Ondertussen bleef ik maar aan de familie van het slachtoffer denken. Hoe voelden zij zich nu? Hadden zij ook nog zoveel vragen bij het ongeval? Uiteindelijk heb ik aan Slachtofferhulp hun telefoonnummer gevraagd zodat ik hen kon contacteren. Ik moest en zou weten of er iets was dat ik voor hen kon doen. Ze nodigden me uit voor een gesprek, maar dat verliep helemaal niet zoals ik had gehoopt… Toen ik daar aankwam zat de hele familie me op te wachten: ‘Wij willen van jou weten wat er die avond écht is gebeurd.’ Die ‘echt’, dat ging bij mij door merg en been.

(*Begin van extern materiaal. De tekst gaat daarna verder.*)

PR #1163, opened 2022-10-04
product_template_tags: add menu

sebastienbeau:
Add missing menu, so you can see, import, remove tags

### DIFF
--- a/product_template_tags/views/product_template_tag.xml
+++ b/product_template_tags/views/product_template_tag.xml
@@ -93,4 +93,12 @@
             <p class="o_view_nocontent_empty_folder">Add tags</p>
         </field>
     </record>
+
+    <menuitem
+        id="product_template_tag_menu"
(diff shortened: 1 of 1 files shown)


ivantodorovich:
Hello!

`product_template_tags` doesn't depend on `sale`.

This is why the menues are implemented in separate glue modules:
- [sale_product_template_tags](https://github.com/OCA/product-attribute/tree/14.0/sale_product_template_tags)
- [purchase_product_template_tags](https://github.com/OCA/product-attribute/tree/14.0/purchase_product_template_tags)
- [stock_product_template_tags](https://github.com/OCA/product-attribute/tree/14.0/stock_product_template_tags)

I know, it's not great but seems like it's the only way of having the menues without introducing the app dependencies

sebastienbeau:
Ok I didn't see it. Indeed it's really small glue module, but you are right it's the best way to do it

PR #1164, opened 2022-10-06
[13.0][FIX] product_supplierinfo_for_customer: Crash when the price is computed for a template instead of variant

sergio-teruel:
FWPort https://github.com/OCA/product-attribute/pull/777

cc @Tecnativa TT27887

ping @chienandalu


pedrobaeza (approved):

pedrobaeza:
Let's merge this one forward port for not being desynchronized:

/ocabot merge patch

@sergio-teruel can you please check if this should be forward ported to upper versions as well?

PR #1181, opened 2022-10-31
[ADD] product_cost_read_only

diogocsc:
With this PR we add the module product_cost_read_only, which was inspired on product_cost_security, but instead of hiding the field when the user does not have the permission, it just makes it read only.


dreispt (approved):

rafaelbn:
Hello @diogocsc @dreispt  ,

I think we can better improve `product_cost_security` instead of creating a new module

In fact this is already improved and this PR/module is not needed any more: https://github.com/OCA/product-attribute/pull/1186

Isn't it?

Regards

PR #1182, opened 2022-10-31
16.0 mig product secondary unit

otmanelagy:


otmanelagy:
thank for checking the migration @legalsylvain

Alsof ik zou liegen over wat ik had meegemaakt. Blijkbaar dachten ze dat de politie mij beschermde, omdat ik buschauffeur was, en dat ik eigenlijk wél in fout was geweest. Dat gesprek leverde niets op, en ik ben er met hangende schouders weer vertrokken…”

Doodzwijgen

Bij de familie van het slachtoffer vond ik dus geen gehoor. Maar ook in mijn eigen omgeving kon ik mijn verhaal moeilijk kwijt. Mijn ouders wilden me wel troosten, maar hadden geen idee welke woorden ze daarvoor moesten gebruiken. En mijn schoonfamilie zweeg het ongeval liever dood. Praatte ik er al eens over in mijn bredere kennissenkring, dan stootte ik vaak op onbegrip. De meeste mensen wuifden het ongeval gewoon weg: ‘Oh, maar je kon er zelf niets aan doen, Geert? Dan moet je dat voorval toch gewoon achter je laten.’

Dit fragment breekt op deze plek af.